Exercise objective —
Search the lines of the records for the word "really", and copy every line that has it.

Records to use —
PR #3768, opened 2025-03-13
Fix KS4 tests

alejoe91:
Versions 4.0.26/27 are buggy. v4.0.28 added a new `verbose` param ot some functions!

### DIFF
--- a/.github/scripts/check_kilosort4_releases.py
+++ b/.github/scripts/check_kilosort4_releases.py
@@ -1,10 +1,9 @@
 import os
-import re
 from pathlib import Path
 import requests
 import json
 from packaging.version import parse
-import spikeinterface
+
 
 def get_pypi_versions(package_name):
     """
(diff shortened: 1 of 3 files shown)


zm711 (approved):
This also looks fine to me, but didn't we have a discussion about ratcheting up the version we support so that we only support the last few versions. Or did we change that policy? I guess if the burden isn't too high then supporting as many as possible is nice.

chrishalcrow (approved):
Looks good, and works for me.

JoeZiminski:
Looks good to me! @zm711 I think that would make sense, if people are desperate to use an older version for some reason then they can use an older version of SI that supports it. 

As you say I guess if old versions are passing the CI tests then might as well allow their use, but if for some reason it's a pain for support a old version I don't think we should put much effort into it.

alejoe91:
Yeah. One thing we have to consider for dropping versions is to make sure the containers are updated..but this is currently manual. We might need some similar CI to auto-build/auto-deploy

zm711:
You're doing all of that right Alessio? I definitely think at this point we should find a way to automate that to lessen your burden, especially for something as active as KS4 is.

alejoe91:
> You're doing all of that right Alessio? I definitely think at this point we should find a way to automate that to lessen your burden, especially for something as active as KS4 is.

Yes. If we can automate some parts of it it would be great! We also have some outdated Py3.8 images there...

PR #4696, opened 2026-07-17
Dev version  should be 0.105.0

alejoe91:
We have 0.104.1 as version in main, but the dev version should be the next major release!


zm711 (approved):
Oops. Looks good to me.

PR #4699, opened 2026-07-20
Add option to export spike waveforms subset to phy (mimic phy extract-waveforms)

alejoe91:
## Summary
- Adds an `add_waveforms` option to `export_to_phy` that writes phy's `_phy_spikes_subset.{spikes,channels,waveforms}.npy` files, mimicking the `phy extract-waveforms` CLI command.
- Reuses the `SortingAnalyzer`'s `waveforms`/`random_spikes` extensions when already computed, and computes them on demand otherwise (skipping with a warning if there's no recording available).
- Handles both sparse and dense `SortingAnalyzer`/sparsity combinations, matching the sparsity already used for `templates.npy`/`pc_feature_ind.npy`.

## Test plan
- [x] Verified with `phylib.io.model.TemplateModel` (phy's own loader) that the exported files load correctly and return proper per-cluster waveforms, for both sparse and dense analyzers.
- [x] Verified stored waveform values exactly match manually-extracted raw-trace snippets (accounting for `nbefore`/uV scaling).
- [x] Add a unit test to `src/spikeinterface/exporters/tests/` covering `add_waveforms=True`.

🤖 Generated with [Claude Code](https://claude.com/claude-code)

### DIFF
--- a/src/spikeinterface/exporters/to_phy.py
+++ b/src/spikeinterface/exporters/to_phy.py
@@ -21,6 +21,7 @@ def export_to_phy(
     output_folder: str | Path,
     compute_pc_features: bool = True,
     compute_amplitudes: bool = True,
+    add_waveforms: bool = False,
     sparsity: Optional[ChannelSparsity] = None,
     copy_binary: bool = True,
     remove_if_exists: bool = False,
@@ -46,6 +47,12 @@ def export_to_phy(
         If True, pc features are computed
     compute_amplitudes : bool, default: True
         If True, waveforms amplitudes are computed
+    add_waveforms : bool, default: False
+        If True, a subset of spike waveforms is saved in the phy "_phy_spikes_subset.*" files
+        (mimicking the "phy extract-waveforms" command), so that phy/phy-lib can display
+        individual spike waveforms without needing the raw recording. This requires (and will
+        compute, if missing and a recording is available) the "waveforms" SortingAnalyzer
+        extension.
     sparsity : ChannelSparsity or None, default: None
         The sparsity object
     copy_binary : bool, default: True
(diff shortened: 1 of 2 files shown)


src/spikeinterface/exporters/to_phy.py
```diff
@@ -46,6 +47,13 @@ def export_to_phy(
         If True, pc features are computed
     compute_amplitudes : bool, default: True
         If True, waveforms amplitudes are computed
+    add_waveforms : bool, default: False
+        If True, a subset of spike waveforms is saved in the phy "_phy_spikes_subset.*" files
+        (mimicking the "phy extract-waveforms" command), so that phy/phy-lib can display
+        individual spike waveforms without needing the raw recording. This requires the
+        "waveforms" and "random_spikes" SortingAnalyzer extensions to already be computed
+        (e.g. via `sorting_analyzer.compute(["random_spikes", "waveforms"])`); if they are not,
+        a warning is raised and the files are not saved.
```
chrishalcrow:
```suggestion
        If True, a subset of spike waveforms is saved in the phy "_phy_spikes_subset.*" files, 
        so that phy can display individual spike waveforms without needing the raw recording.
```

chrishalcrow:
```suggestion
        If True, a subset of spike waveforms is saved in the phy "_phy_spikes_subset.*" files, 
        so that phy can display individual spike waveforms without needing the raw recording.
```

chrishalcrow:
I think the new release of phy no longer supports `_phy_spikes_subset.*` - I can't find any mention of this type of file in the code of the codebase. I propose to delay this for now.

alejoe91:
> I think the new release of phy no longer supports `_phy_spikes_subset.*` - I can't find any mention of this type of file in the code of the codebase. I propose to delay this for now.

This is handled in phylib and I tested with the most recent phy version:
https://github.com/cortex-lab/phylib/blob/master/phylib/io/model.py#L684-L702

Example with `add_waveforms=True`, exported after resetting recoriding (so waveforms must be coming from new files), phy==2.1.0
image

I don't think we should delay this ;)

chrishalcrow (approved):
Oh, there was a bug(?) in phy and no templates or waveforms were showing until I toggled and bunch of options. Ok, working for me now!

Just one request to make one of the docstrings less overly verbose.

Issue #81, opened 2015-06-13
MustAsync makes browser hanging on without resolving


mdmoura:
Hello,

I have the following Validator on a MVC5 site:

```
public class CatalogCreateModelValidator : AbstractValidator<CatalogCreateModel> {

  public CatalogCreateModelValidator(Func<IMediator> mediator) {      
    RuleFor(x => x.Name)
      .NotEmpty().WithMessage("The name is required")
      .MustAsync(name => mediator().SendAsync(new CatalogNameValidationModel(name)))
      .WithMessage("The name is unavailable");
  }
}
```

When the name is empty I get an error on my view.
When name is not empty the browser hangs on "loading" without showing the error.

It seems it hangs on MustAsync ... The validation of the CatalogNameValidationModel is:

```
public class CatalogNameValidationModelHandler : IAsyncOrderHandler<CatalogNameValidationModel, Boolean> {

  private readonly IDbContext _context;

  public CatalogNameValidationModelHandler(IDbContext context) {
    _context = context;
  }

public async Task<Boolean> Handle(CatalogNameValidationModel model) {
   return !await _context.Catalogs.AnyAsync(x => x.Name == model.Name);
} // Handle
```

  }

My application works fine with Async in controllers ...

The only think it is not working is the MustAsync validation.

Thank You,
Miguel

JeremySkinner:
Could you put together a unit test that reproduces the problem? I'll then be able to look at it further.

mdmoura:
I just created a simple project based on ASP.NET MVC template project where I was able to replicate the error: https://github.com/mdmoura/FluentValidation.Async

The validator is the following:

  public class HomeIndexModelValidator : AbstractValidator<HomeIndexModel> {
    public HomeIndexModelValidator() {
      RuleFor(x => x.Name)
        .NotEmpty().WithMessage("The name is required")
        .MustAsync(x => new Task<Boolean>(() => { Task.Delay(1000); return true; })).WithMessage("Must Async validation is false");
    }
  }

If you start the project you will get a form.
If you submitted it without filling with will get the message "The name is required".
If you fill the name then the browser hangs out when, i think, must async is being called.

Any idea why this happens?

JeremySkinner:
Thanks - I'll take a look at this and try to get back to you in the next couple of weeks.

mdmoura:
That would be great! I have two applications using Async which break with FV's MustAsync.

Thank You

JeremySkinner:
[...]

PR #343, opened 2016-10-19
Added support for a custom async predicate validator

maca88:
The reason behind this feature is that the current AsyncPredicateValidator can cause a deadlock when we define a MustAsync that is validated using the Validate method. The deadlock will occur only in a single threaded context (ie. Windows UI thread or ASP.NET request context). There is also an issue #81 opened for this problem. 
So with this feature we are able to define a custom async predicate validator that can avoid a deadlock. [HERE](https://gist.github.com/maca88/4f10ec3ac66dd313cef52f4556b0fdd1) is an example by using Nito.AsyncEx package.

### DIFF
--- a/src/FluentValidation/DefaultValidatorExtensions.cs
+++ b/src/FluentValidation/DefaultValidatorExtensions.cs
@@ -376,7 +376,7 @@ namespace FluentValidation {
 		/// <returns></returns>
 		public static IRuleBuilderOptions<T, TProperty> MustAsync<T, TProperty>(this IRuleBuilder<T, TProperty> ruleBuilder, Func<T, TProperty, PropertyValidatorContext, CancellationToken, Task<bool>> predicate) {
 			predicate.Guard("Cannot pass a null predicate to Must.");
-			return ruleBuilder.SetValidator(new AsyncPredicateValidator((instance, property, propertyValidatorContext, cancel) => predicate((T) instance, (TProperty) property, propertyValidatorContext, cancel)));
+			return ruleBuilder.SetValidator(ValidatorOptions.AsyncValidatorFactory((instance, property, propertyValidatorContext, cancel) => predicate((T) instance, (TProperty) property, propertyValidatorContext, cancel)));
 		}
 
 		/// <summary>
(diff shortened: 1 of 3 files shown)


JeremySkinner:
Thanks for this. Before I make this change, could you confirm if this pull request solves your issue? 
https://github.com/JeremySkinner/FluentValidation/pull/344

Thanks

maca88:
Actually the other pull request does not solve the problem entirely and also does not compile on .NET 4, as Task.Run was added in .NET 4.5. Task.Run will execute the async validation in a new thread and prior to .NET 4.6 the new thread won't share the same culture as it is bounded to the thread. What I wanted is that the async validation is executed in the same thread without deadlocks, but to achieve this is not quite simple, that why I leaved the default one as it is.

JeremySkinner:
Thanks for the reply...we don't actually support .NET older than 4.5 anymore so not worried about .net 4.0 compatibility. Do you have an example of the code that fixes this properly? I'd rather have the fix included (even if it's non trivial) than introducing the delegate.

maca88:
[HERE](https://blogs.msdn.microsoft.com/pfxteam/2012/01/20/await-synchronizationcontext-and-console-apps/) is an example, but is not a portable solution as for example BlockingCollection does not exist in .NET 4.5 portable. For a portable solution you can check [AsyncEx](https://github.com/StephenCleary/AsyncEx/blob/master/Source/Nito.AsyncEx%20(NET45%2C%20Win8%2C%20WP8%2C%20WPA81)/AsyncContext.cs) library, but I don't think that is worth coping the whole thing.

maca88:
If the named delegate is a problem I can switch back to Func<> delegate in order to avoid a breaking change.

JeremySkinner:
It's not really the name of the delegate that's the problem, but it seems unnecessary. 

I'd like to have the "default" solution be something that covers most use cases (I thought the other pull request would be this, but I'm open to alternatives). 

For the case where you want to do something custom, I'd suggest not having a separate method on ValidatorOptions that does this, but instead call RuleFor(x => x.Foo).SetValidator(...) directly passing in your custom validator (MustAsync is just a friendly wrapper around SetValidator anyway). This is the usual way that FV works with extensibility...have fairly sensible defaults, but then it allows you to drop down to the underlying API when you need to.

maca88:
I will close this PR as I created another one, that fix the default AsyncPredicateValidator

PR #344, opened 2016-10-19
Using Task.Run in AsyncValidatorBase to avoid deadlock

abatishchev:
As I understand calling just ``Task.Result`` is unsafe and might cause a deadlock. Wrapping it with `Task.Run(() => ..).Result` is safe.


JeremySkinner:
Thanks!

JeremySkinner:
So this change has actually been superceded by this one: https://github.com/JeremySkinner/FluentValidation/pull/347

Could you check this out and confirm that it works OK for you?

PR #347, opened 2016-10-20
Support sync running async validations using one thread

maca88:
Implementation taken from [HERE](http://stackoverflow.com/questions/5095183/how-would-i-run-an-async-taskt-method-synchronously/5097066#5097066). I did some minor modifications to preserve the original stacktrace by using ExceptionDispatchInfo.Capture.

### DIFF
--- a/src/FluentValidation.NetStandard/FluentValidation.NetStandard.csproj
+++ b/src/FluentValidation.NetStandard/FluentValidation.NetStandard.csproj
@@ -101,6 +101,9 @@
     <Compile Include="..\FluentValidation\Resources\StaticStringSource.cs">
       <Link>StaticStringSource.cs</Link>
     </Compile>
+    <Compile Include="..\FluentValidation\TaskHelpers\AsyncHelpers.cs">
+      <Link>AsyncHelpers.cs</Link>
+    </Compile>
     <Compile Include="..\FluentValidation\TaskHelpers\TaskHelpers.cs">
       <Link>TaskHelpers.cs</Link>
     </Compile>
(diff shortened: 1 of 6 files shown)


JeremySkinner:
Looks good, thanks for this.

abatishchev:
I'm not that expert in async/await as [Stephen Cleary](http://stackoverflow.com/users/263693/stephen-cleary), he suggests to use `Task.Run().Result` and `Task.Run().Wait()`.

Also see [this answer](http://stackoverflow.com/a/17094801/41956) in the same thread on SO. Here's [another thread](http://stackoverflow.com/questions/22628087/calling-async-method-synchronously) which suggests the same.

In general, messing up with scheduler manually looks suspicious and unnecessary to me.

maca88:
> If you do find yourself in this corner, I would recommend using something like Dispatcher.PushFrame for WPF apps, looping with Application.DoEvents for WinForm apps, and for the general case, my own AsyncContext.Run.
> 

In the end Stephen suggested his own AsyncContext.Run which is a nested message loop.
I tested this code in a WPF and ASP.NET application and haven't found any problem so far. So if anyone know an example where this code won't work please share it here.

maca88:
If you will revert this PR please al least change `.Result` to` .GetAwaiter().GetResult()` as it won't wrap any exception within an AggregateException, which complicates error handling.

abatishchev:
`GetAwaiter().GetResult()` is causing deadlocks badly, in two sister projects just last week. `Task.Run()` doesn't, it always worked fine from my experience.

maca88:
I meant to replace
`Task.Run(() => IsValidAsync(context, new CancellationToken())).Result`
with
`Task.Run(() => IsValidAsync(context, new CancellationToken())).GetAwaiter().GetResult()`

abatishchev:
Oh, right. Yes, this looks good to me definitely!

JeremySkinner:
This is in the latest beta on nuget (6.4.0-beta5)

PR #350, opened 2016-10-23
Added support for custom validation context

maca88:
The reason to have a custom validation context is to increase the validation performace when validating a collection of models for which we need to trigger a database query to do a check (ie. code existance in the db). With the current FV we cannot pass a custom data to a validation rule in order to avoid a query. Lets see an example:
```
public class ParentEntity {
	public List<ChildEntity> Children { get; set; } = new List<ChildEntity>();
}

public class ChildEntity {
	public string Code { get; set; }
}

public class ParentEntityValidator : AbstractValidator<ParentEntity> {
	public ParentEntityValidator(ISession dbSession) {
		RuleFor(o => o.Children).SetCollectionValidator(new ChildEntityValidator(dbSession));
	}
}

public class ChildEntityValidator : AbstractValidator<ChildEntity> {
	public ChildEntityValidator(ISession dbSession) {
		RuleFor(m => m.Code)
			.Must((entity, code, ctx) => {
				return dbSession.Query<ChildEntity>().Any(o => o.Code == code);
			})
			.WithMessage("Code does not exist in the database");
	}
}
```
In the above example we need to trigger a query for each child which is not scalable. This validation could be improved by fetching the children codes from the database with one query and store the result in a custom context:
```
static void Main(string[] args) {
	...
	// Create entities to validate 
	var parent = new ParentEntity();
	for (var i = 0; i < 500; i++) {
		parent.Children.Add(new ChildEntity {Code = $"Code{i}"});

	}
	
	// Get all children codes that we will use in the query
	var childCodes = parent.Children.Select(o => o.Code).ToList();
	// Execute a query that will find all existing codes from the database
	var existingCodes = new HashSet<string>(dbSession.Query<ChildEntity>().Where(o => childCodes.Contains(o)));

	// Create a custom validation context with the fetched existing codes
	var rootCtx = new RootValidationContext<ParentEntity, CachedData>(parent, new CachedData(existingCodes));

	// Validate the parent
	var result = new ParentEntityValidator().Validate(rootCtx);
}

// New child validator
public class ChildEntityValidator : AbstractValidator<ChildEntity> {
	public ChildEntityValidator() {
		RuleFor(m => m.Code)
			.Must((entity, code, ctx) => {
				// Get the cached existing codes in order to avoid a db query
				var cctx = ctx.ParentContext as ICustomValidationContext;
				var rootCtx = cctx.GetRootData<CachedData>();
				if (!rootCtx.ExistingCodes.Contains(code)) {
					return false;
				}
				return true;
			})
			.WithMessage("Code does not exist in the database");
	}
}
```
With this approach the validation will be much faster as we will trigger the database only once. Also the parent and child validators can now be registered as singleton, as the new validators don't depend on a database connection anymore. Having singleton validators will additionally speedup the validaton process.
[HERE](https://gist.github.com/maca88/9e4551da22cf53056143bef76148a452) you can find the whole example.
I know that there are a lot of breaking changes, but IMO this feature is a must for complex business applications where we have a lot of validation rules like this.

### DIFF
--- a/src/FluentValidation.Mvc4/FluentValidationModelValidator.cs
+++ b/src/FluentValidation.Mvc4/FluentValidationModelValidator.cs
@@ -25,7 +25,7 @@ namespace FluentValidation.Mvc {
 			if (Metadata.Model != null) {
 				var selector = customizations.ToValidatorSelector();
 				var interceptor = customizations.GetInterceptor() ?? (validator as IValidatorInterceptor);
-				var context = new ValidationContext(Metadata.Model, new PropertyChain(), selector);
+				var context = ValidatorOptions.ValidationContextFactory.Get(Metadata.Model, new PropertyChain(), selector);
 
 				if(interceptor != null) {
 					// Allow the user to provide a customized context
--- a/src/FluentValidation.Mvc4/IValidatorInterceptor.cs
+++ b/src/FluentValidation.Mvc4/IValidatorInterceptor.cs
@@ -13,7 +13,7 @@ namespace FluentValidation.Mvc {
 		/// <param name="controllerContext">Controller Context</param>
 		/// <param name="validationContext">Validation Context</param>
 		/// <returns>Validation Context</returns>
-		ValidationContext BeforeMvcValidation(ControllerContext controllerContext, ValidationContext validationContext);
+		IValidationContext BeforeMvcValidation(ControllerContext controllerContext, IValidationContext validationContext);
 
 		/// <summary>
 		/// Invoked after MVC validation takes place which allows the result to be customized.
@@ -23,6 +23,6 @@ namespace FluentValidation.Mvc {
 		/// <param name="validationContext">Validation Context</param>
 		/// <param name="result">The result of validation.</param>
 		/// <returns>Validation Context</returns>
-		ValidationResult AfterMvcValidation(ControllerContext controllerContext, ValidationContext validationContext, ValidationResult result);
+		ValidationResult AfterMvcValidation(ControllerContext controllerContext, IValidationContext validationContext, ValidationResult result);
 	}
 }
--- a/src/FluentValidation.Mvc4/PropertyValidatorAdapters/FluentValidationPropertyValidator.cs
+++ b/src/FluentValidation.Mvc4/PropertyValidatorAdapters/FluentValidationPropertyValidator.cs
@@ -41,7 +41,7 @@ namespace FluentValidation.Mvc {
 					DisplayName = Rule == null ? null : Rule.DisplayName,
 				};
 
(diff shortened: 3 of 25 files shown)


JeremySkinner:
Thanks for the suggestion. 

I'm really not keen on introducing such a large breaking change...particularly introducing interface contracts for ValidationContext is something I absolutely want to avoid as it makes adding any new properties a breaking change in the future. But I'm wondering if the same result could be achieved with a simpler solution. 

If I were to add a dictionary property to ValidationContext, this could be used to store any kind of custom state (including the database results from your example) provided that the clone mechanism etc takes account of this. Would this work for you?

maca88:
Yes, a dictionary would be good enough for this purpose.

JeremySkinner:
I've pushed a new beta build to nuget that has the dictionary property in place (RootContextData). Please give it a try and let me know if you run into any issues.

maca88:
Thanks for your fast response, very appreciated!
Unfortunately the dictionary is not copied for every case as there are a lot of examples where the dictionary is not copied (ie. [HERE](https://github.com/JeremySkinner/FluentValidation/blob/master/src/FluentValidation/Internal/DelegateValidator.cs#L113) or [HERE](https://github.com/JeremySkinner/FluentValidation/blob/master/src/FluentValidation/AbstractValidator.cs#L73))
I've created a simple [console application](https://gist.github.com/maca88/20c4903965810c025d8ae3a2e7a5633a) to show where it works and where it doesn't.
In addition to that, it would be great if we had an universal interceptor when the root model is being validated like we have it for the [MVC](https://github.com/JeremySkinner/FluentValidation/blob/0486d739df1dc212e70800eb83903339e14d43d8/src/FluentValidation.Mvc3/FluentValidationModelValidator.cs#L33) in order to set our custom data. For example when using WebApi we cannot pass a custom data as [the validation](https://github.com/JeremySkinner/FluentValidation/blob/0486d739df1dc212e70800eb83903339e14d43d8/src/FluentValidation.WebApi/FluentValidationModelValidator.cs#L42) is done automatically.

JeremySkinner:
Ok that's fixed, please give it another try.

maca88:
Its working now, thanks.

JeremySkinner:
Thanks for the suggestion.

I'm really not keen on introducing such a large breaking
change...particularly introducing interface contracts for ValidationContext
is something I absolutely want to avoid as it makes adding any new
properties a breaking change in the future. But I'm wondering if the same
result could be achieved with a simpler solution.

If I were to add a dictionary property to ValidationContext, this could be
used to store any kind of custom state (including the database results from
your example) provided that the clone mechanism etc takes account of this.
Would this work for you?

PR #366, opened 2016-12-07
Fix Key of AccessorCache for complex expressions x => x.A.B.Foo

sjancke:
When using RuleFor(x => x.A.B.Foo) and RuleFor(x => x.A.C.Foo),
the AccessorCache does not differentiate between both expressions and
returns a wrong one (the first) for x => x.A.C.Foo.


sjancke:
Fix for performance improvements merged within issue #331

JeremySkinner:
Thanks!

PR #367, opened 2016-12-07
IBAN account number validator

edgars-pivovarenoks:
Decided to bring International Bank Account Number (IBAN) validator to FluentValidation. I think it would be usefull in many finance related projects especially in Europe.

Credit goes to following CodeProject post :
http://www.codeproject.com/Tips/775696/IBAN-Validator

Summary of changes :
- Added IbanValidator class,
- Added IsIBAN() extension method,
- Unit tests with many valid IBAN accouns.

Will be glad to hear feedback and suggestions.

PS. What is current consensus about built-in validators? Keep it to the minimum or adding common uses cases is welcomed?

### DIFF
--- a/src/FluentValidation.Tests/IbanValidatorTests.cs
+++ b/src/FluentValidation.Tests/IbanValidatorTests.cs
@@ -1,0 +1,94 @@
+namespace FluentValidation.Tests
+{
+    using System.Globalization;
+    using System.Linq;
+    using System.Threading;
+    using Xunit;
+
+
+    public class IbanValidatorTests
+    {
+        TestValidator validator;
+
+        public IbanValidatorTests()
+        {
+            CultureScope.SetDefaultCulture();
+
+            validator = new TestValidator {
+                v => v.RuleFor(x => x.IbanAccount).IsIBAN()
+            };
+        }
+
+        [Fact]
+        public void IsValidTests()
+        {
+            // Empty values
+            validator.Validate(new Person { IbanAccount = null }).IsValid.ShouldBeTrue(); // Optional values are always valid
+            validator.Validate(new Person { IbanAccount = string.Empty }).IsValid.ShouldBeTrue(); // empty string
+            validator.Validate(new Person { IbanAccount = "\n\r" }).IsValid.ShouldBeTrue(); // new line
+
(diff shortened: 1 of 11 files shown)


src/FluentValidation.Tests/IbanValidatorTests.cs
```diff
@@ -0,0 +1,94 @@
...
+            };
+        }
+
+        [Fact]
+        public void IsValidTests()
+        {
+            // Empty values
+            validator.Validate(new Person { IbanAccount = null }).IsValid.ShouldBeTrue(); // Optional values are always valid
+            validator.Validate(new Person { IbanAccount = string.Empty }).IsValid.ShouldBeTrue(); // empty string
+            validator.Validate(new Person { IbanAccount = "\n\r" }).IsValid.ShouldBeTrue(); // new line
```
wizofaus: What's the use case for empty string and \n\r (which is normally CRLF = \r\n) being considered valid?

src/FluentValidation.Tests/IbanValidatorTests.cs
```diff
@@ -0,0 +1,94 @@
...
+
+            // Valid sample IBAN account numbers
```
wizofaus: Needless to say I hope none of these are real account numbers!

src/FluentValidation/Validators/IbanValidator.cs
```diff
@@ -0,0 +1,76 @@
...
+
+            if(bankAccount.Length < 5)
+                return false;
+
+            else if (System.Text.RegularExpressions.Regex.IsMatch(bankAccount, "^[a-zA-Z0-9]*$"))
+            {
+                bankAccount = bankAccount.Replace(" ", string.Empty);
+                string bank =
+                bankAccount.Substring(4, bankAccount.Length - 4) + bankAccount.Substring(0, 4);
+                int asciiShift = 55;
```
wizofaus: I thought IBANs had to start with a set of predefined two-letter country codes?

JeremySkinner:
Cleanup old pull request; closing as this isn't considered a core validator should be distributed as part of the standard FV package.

Written response —
It's not really the name of the delegate that's the problem, but it seems unnecessary. 
I'm really not keen on introducing such a large breaking change...particularly introducing interface contracts for ValidationContext is something I absolutely want to avoid as it makes adding any new properties a breaking change in the future. But I'm wondering if the same result could be achieved with a simpler solution. 
I'm really not keen on introducing such a large breaking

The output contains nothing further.